Without Spark Packages

spark-submit \
    --jars /path/to/pyspark-cassandra-assembly-<version>.jar \
    --driver-class-path /path/to/pyspark-cassandra-assembly-<version>.jar \
    --py-files /path/to/pyspark-cassandra-assembly-<version>.jar \
    --conf spark.cassandra.connection.host=your,cassandra,node,names \
    --master spark://spark-master:7077 \
    yourscript.py

(note that the the --driver-class-path due to SPARK-5185) (also not that the assembly will include the python source files, quite similar to a python source distribution)

Using with PySpark shell

Replace spark-submit with pyspark to start the interactive shell and don't provide a script as argument and then import PySpark Cassandra.
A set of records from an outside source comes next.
PR #156, opened 2024-12-03
feat(adaptor): Add BLENDER_EXECUTABLE environment variable

Ahuge:

The assumption that the blender executable exists on the PATH doesn't always make sense, often it is easier to specify the version of Blender to use by explicit path and using an environment variable is an easy way to do this for customers.

We have defined a new environment variable BLENDER_EXECUTABLE which follows the naming from 
[`deadline-cloud-for-cinema-4d`](https://github.com/aws-deadline/deadline-cloud-for-cinema-4d/blob/mainline/src/deadline/cinema4d_adaptor/Cinema4DAdaptor/adaptor.py#L298) of `<EXE_NAME>_EXECUTABLE`
Additional functionality, non-breaking, adds the environment variable override but falls back to existing functionality
Yes added in the README.md

No
----

### DIFF
--- a/README.md
+++ b/README.md
@@ -36,7 +36,10 @@ The Blender Adaptor implements the [OpenJD][openjd-adaptor-runtime] interface th
 * a standardized render application interface,
 * sticky rendering, where the application stays open between tasks,
 
-Jobs created by the submitter use this adaptor by default.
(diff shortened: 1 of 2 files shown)


lucaseck (approved):

epmog (approved):

Ahuge:
Rebased off of mainline

PR #159, opened 2024-12-13
feat!: Enable GPU rendering from the submitter

### LINKED ISSUE #148: Bug: Submitter does not copy preference resulting in Cycles GPU renders running as CPU in a GPU (SMF) Fleet
### Expected Behaviour

The preferences should be added to job attachments, so that the Cycles Render Devices in the System Preferences are preserved, and stipulate GPU rendering.

For a workaround, you can add this to the Queue Environment :

```
{
	"specificationVersion": "environment-2023-09",
	"parameterDefinitions": [
		{
			"name": "config_location",
			"type": "PATH",
			"default": "C:/Users/Administrator/AppData/Roaming/Blender Foundation/Blender/4.2/config",
			"dataFlow": "IN",
			"objectType": "DIRECTORY"
		}
	],
	"environment": {
		"name": "config_location",
		"script": {
			"actions": {
				"onEnter": {
					"command": "{{Env.File.Enter}}"
				}
			},
			"embeddedFiles": [
				{
					"name": "Enter",
					"type": "TEXT",
					"runnable": true,
					"data": "#!/bin/bash\necho 'openjd_env: BLENDER_USER_CONFIG={{Param.config_location}}/'"
				}
			]
		}
	}
}
```

Note that for some reason passing in a convenient value such as %APPDATA% on Windows to derive the preferences does not evaluate correctly, and the location of %APPDATA% gets appended to the Program Files folder, so you have to explicitly declare a good default.

### Current Behaviour

No preferences are passed, resulting in a (default) CPU render.

### Reproduction Steps

Setup a scene to render GPU:
- edit the Preferences, and select CUDA with a GPU
- in the render properties of the scene, selec the cycles render engine, and specify GPU Compute.

Render on a GPU farm vai Deadline Cloud - I can't see any direct warnings about this, but you can derive that its CPU based on the excessive render times .

### Code Snippet

n/a

miabatta:
Fixes #148. 

### Edits 02/01/25:
- Changed the new parameter's name to `gpu_device`.
- Exposed GPU rendering & device selection in the submitter UI (auto-populated based on the user & scene settings).

image

- Adaptor now iterates through Blender's devices if the supplied GPU device isn't available.

image

- Other misc. code refactoring as suggested!

Nothing in the submitter/adaptor enables GPU rendering based on the user's preferences or scene settings, meaning scenes with GPU rendering enabled will still render using the CPU on SMF.

- Add the parameter `GPUDevice` to the default job template. This has a default value of `NONE` (i.e., use the CPU) and accepts any value.
- Edited the adaptor schema to have a `gpu_device` attribute.
- Added a new action type, `set_gpu_device`, to the adaptor.
- Allow users to choose from Blender's natively-supported GPU device types, or manually enter their own. If they have enabled GPU rendering but their chosen device isn't available on the worker, the worker will iterate through Blender's supported device types until it finds one with compatible devices. Fall back to CPU rendering IFF no supported GPU devices are available.

GPU rendering is available through the Blender submitter without extra setup!

- Added/updated submitter unit tests to account for the new parameter.
- Manually tested GPU renders with all four device types on both 3.6 and 4.2. Compare the times to render 3 frames:

image
image

Relevant docstrings were updated.

**Yes**, this adds a new attribute to the adaptor schema.

----

### DIFF
--- a/src/deadline/blender_adaptor/BlenderAdaptor/schemas/init_data.schema.json
+++ b/src/deadline/blender_adaptor/BlenderAdaptor/schemas/init_data.schema.json
@@ -12,6 +12,9 @@
                 "cycles"
             ]
         },
+        "gpu_device": {
+            "type": "string"
+        },
         "render_scene": {
             "type": "string"
         },
--- a/src/deadline/blender_adaptor/BlenderClient/render_handlers/cycles_blender_handler.py
+++ b/src/deadline/blender_adaptor/BlenderClient/render_handlers/cycles_blender_handler.py
@@ -1,7 +1,56 @@
 # Copyright Amazon.com, Inc. or its affiliates. All Rights Reserved.
 
+import bpy
+import logging
+
 from .default_blender_handler import DefaultBlenderHandler
+
+_logger = logging.getLogger(__name__)
 
 
 class CyclesHandler(DefaultBlenderHandler):
     RENDER_ENGINE_NAME = "CYCLES"
+
+    def set_gpu_device(self, data: dict) -> None:
+        """
+        Enables GPU rendering on the worker if specified in the user's configuration.
+
+        Args:
+            data (dict): The data given from the Adaptor. Keys expected: ['gpu_device']
+
+        Raises:
+            RuntimeError: If no devices of the specified type are available
+        """
+
+        gpu_device = data.get("gpu_device", "NONE")
+        if gpu_device == "NONE":
+            bpy.context.scene.cycles.device = "CPU"
+            return
+
+        # Supported GPU devices for Blender 3.6 and 4.2:
+        # https://docs.blender.org/manual/en/3.6/render/cycles/gpu_rendering.html
+        # https://docs.blender.org/manual/en/4.2/render/cycles/gpu_rendering.html
+        GPU_DEVICE_TYPES_ITER = iter(["OPTIX", "CUDA", "HIP", "ONEAPI", "METAL"])
+
+        cycles_preferences = bpy.context.preferences.addons["cycles"].preferences
+        cycles_preferences.refresh_devices()
+
+        # Attempt to set the user's chosen render device.
+        # If it isn't available, loop through device types to find another GPU to use.
+        devices = self._list_compatible_render_devices(cycles_preferences, gpu_device)
+        while not devices and gpu_device != "NONE":
+            _logger.warning(f'Device type "{gpu_device}" is not available on this worker.')
+            gpu_device = next(GPU_DEVICE_TYPES_ITER, "NONE")
+            _logger.warning(f'Attempting to use "{gpu_device}" instead.')
+            devices = self._list_compatible_render_devices(cycles_preferences, gpu_device)
+
+        bpy.context.scene.cycles.device = "GPU" if gpu_device != "NONE" else "CPU"
+        cycles_preferences.compute_device_type = gpu_device
+        _logger.debug(f"Set render device to {gpu_device}.")
+
+    def _list_compatible_render_devices(self, preferences, gpu_device: str) -> list[str]:
+        try:
+            return preferences.get_devices_for_type(gpu_device)
+        except ValueError as ve:
+            _logger.warning(str(ve))
+            return []
--- a/src/deadline/blender_adaptor/BlenderClient/render_handlers/default_blender_handler.py
+++ b/src/deadline/blender_adaptor/BlenderClient/render_handlers/default_blender_handler.py
@@ -21,6 +21,7 @@ class DefaultBlenderHandler:
         # These cross-reference the Action instances created and queued in the Blender adaptor.
         self.action_dict = {
             "scene_file": self.set_scene_file,
+            "gpu_device": self.set_gpu_device,
             "render_scene": self.set_render_scene,
             "view_layer": self.set_view_layer,
             "camera": self.set_camera,
@@ -218,3 +219,10 @@ class DefaultBlenderHandler:
         if not os.path.isfile(file_path):
             raise FileNotFoundError(f"The scene file '{file_path}' does not exist")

Note that when performing this import the sc variable in pyspark is augmented with the cassandraTable(...) method.

import pyspark_cassandra

Building

For Spark Packages Pyspark Cassandra can be published using:

sbt compile

The package can be published locally with:

sbt spPublishLocal

The package can be published to Spark Packages with (requires authentication and authorization):

make publish

For local testing / without Spark Packages

A Java / JVM library as well as a python library is required to use PySpark Cassandra. They can be built with:

make dist

This creates a fat jar with the Spark Cassandra Connector and additional classes for bridging Spark and PySpark for Cassandra data and the .py source files at: target/scala-2.10/pyspark-cassandra-assembly-<version>.jar

API

The PySpark Cassandra API aims to stay close to the Cassandra Spark Connector API. Reading its documentation is a good place to start.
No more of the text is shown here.